Good info...I am glad I read this..

I finally got around to trying out a BFD to EQ my sub...which turned out pretty well...but when I do a measurement with my main I have a huge dip at around 130 that I had no clue what was causing it. This info probably explains it. I experimented with speaker distances and phase but the dip was always there.


----------



## mdrake (Jan 31, 2008)

John I can not thank you enough for that information!!!! It was VERY helpfu. I had forgotten the formula for calculating the wavelength, THANKS. The informaiton on how to track down the NULL was very well explained. THANKS AGAIN!!! :R

Matt


----------



## tonyvdb (Sep 5, 2007)

mdrake said:


> Does anyone know what mic comes with the Onkyo 805 and how accurate it is?
> 
> Matt


Thats a very good question Mike, I wonder if a person can use it with REW?


----------



## Wayne A. Pflughaupt (Apr 13, 2006)

> Does anyone know what mic comes with the Onkyo 805 and how accurate it is?


No cheap mic is accurate. As such any response-measuring device will have built-in calibration to compensate for the mic’s inadequacies, be it an expensive stand-alone RTA or a home theater receiver. REW has essentially the same thing with the calibration files used for the RS SPL meter.

That said, the Onkyo mic could be used, if you could come up with a graph of its frequency response. From that you could create a calibration file. But then you also have the issue that the mic probably has a low level signal instead of the line-level signal the RS meter’s mic element has; if that’s the case a separate pre-amp is needed, as is used with the Behringer ECM 8000 mic.

Regards,
Wayne


----------



## mojogoes (Feb 11, 2008)

Could you use the mic8000 through a preamp instead of the receivers mic to run Odyssey....if you can/could would the mic8000 be more accurate.


----------



## mdrake (Jan 31, 2008)

Thanks for respones on the mic. It is funny how the Behringer ECM 8000 is the recommended mic. Behringer is not exactly a high-end brand. :R 

Matt


----------



## jerome (Apr 24, 2007)

mdrake said:


> Thanks for respones on the mic. It is funny how the Behringer ECM 8000 is the recommended mic. Behringer is not exactly a high-end brand. :R
> 
> Matt


You're correct. But this mic doesn't cost much and has a very good frequency response for sub measurements. I use it too for full range measurements but not everybody recommends it...
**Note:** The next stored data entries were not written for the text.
PR #1673, opened 2024-10-10
Config: Version2 - AssetEnabled

gbjk:
This PR moves the AssetEnabled upgrade into a Versioned upgrade, and as a result can remove all the bool pointer logic.
It also upgrades the example and test config to Version2.

## Dependencies
- [ ] #1671 

## Type of change

## How has this been tested

- [x] go test ./... -race
- [x] golangci-lint run


gbjk:
Rejigging naming. Will reopen

PR #1695, opened 2024-10-30
Tests: Fix fail on vendored modules

gbjk:
This fixes looking for LICENSE files in the vendor directory

## Type of change

## How has this been tested

- [x] go test ./... -race
- [x] golangci-lint run

### DIFF
--- a/internal/testing/utils/path_test.go
+++ b/internal/testing/utils/path_test.go
@@ -27,6 +27,10 @@ func TestRootPathFromCWD(t *testing.T) {
 		w, _ := filepath.Split(p)
 		w = filepath.Clean(w)
 		if w == r {
+			switch d.Name() {
+			case "vendor", "web":
+				return filepath.SkipDir
+			}
 			return nil
 		}
 		if d.Type().IsRegular() && d.Name() == "LICENSE" {


gloriousCode (approved):
tACK!
`go mod vendor`
before:
```
found an unexpected LICENSE file in a sub-directory: /Users/POPWIF/go/src/github.com/thrasher-corp/gocryptotrader/vendor/dario.cat/mergo/LICENSE
```
after:
```
ok  	github.com/thrasher-corp/gocryptotrader/internal/testing/utils	0.293s
```

thrasher- (changes requested):
Need to also include a fix for `web/`:

                                found an unexpected LICENSE file in a sub-directory: /src/github.com/thrasher-corp/gocryptotrader/web/node_modules/@adobe/css-tools/LICENSE
                Test:           TestRootPathFromCWD

gbjk:
> Need to also include a fix for web/:

Fixed 61f654b2

Considered just respecting .gitignore, but way too much effort, especially given this case would be cascading and ignoring all of web is "the right thing to do".

Will merge down immediately

thrasher- (approved):
tACK, thanks for making those changes!

PR #1707, opened 2024-11-08
Huobi: Fix invalid contract type error when autoUpdatePairs is false

gbjk:
We were relying on autoUpdatePairs to fetch contract types before we need them. If the user disables it in config, we'll lazily fetch just the relevant Futures.

## Type of change

## How has this been tested

- [x] go test ./... -race
- [x] golangci-lint run

### DIFF
--- a/exchanges/huobi/huobi_wrapper.go
+++ b/exchanges/huobi/huobi_wrapper.go
@@ -187,6 +187,17 @@ func (h *HUOBI) SetDefaults() {
 	h.WebsocketOrderbookBufferLimit = exchange.DefaultWebsocketOrderbookBufferLimit
 }
 
+// Bootstrap ensures that future contract expiry codes are loaded if AutoPairUpdates is not enabled
+func (h *HUOBI) Bootstrap(_ context.Context) (continueBootstrap bool, err error) {
+	continueBootstrap = true
+
+	if !h.GetEnabledFeatures().AutoPairUpdates && h.SupportsAsset(asset.Futures) {
+		_, err = h.FetchTradablePairs(context.Background(), asset.Futures)
+	}
+
+	return
+}
+
 // Setup sets user configuration
 func (h *HUOBI) Setup(exch *config.Exchange) error {
 	err := exch.Validate()
--- a/exchanges/huobi/huobi_test.go
+++ b/exchanges/huobi/huobi_test.go
@@ -2991,3 +2991,19 @@ func TestChannelName(t *testing.T) {
 	assert.Panics(t, func() { channelName(&subscription.Subscription{Channel: wsOrderbookChannel}, p) })
 	assert.Panics(t, func() { channelName(&subscription.Subscription{Channel: subscription.MyAccountChannel}, p) }, "Should panic on V2 endpoints until implemented")
 }
+
+func TestBootstrap(t *testing.T) {
+	t.Parallel()
+	h := new(HUOBI)
+	require.NoError(t, testexch.Setup(h), "Test Instance Setup must not fail")
+
+	c, err := h.Bootstrap(context.Background())
+	require.NoError(t, err)
+	assert.True(t, c, "Bootstrap should return true to continue")
+
+	h.futureContractCodes = nil
+	h.Features.Enabled.AutoPairUpdates = false
+	_, err = h.Bootstrap(context.Background())
+	require.NoError(t, err)
+	require.NotNil(t, h.futureContractCodes)
+}


exchanges/huobi/huobi_futures.go
```diff
@@ -1249,6 +1249,11 @@ func (h *HUOBI) formatFuturesPair(p currency.Pair, convertQuoteToExpiry bool) (s
 // We need this because some apis, such as ticker, use BTC_CW, NW, CQ, NQ
 // Other apis, such as contract_info, use contract type of this_week, next_week, quarter (sic), and next_quater
 func (h *HUOBI) pairFromContractExpiryCode(p currency.Pair) (currency.Pair, error) {
+	if h.futureContractCodes == nil { // Worst race-case here is that we fetch twice. No avoiding it.
```
gloriousCode, line 1252: A nil check is not race proof
```
WARNING: DATA RACE
Read at 0x0001014ee5a0 by goroutine 238:
  github.com/thrasher-corp/gocryptotrader/exchanges/huobi.(*HUOBI).pairFromContractExpiryCode()
      /Users/GRASS/go/src/github.com/thrasher-corp/gocryptotrader/exchanges/huobi/huobi_futures.go:1252 +0x64
  github.com/thrasher-corp/gocryptotrader/exchanges/huobi.TestButts.func1()
      /Users/GRASS/go/src/github.com/thrasher-corp/gocryptotrader/exchanges/huobi/huobi_test.go:2830 +0x11c
  github.com/thrasher-corp/gocryptotrader/exchanges/huobi.TestButts.gowrap1()
      /Users/GRASS/go/src/github.com/thrasher-corp/gocryptotrader/exchanges/huobi/huobi_test.go:2834 +0x44

Previous write at 0x0001014ee5a0 by goroutine 239:
  github.com/thrasher-corp/gocryptotrader/exchanges/huobi.(*HUOBI).FetchTradablePairs()
      /Users/GRASS/go/src/github.com/thrasher-corp/gocryptotrader/exchanges/huobi/huobi_wrapper.go:292 +0x1ec
  github.com/thrasher-corp/gocryptotrader/exchanges/huobi.TestButts.func2()
      /Users/GRASS/go/src/github.com/thrasher-corp/gocryptotrader/exchanges/huobi/huobi_test.go:2837 +0x8c
  github.com/thrasher-corp/gocryptotrader/exchanges/huobi.TestButts.gowrap2()
      /Users/GRASS/go/src/github.com/thrasher-corp/gocryptotrader/exchanges/huobi/huobi_test.go:2838 +0x44
```
You can argue that me calling both this and `FetchTradablePairs` in go routines to prove this point isn't the best behaviour, but I'd say the same about not synchronising tradable pairs for futures with expiring contracts 😄

gloriousCode (changes requested):

exchanges/huobi/huobi_futures.go
gbjk: Nit pick: Race proof versus Race detected are not the same, though, right?
I think that a nil check is race proof and atomic.
The access isn't synchronised, but it is atomic.

Suppose we wrap a read lock around this nil check.
We then have to unlock the read lock to call fetchPairs. That'd be more of a race opportunity there, than just straight-lining from the nil check into the fetch call.

All of that said, if this has the potential to trigger the race detector I'll work a way around it somehow.

gbjk: Fixed 1ea8fd4df ( with extreme prejudice 😈 )

exchanges/huobi/huobi_wrapper.go
```diff
@@ -186,6 +186,17 @@ func (h *HUOBI) SetDefaults() {
 	h.WebsocketOrderbookBufferLimit = exchange.DefaultWebsocketOrderbookBufferLimit
 }
 
+// Bootstrap ensures that future contract expiry codes are loaded if AutoPairUpdates is not enabled
+func (h *HUOBI) Bootstrap(_ context.Context) (continueBootstrap bool, err error) {
```
gloriousCode, line 190: A much cleaner solution, thank you!
Would you consider adding this?
```go
func TestBootstrap(t *testing.T) {
	t.Parallel()
	h := new(HUOBI) //nolint:govet // Intentional shadow to avoid future copy/paste mistakes
	require.NoError(t, testexch.Setup(h), "Test Instance Setup must not fail")

	_, err := h.Bootstrap(context.Background())
	require.NoError(t, err)

	h.futureContractCodes = nil
	h.Features.Enabled.AutoPairUpdates = false
	_, err = h.Bootstrap(context.Background())
	require.NoError(t, err)
	require.NotNil(t, h.futureContractCodes)
}

```

gbjk: Fixed [f003ce6](https://github.com/gbjk/gocryptotrader/commit/f003ce690d0da9f05ae1f6ea591bfcafd199a878)

Immediately rebased down.

gbjk: Two lint niggles fixed immediately after this. Still no idea when and when govet doesn't like these shadows. It seems completely arbitrary.

gloriousCode (approved):
tACK!

shazbert (approved):
tACK please rebase. ⭐

gbjk:
> tACK please rebase. ⭐

Done.

thrasher- (approved):
Thanks for resolving this + @gloriousCode for test coverage C+P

Most of us are only a bunch of amateurs, I guess that the pros use other (better) mics to calibrate their systems.


----------



## Wayne A. Pflughaupt (Apr 13, 2006)

mdrake said:


> Thanks for respones on the mic. It is funny how the Behringer ECM 8000 is the recommended mic. Behringer is not exactly a high-end brand. :R
> 
> Matt


This may surprise you…

Regards,
Wayne


----------



## mdrake (Jan 31, 2008)

WOW, that is surprising. I figured there had to be a good explanation due to expertise of the people using these microphones but to see a professional using them in a mission critical situation is really remarkable. Thanks for the link!! :bigsmile:

Jerome why is it not recommended for full range measurement? 

Matt


----------



## Wayne A. Pflughaupt (Apr 13, 2006)

Matt,
The mic in the link is a different model from the one Jerome's talking about, that we usually use with REW. Not sure it is who "doesn't recommend" the ECM - it's pretty popular around here. 

Regards,
Wayne


----------



## mdrake (Jan 31, 2008)

Ya, I noticed in the link he used B1's. How accurate is the ECM when measuring full range or should it not be used for the application? 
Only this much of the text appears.